Implement the UIGestureReconizerDelegate method, named - gestureRecognizer:shouldRecognizeSimultaneouslyWithGestureRecognizer:.

It return false by default, implement it and return true.

- (BOOL)gestureRecognizer:(UIGestureRecognizer *)gestureRecognizer shouldRecognizeSimultaneouslyWithGestureRecognizer:(UIGestureRecognizer *)otherGestureRecognizer
{
    return true;
}

And, don't forget to set the gesture's delegate property.

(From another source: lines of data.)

PR #4646, opened 2023-06-08
Allow user defined functions with no params

mattnibs:


compiler/parser/parser.peg
```diff
@@ -1211,6 +1211,7 @@ IdentifierNames
   = first:IdentifierName rest:(__ "," __ id:IdentifierName { RETURN(id) })* {
     RETURN(PREPEND(first, rest))
   }
+  / __ { RETURN(ARRAY()) }
```
nwt, line 1214: s/IdentifierNames/IdentifierNames?/ in the FuncDecl rule would be clearer.

mattnibs: Yeah

nwt (approved):

PR #4647, opened 2023-06-09
Remove ZSON formatter error result parameters

nwt:
ZSON formatting function and methods, like zson.FormatValue, are cumbersome to use because they return an error.  (For example, MustFormatValue is used far more than FormatValue.)  But the errors those functions and methods return only concern invalid input, which isn't very useful since they validate only a subset of what zed.Value.Validate does.  Remove their error result parameters, and remove MustFormatValue, which is now unneeded.


mattnibs (approved):
kewl

PR #4655, opened 2023-06-15
Simplify lake manage

mattnibs:
Make changes to the lake manage logic to simplify the logic for compaction:

- Manage now compacts any overlapping data (no methods for reducing write amplification are currently used).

// Set the delegate of the panGesture. For example
self.panGestureReconizer.delegate = ... //

From Apple doc

(BOOL)gestureRecognizerShouldBegin:(UIGestureRecognizer *)gestureRecognizer

Asks the delegate if two gesture recognizers should be allowed to recognize gestures simultaneously.

Return value

YES to allow both gestureRecognizer and otherGestureRecognizer to recognize their gestures simultaneously. The default implementation returns NO—no two gestures can be recognized simultaneously.

Discussion

This method is called when recognition of a gesture by either gestureRecognizer or otherGestureRecognizer would block the other gesture recognizer from recognizing its gesture. Note that returning YES is guaranteed to allow simultaneous recognition; returning NO, on the other hand, is not guaranteed to prevent simultaneous recognition because the other gesture recognizer's delegate may return YES.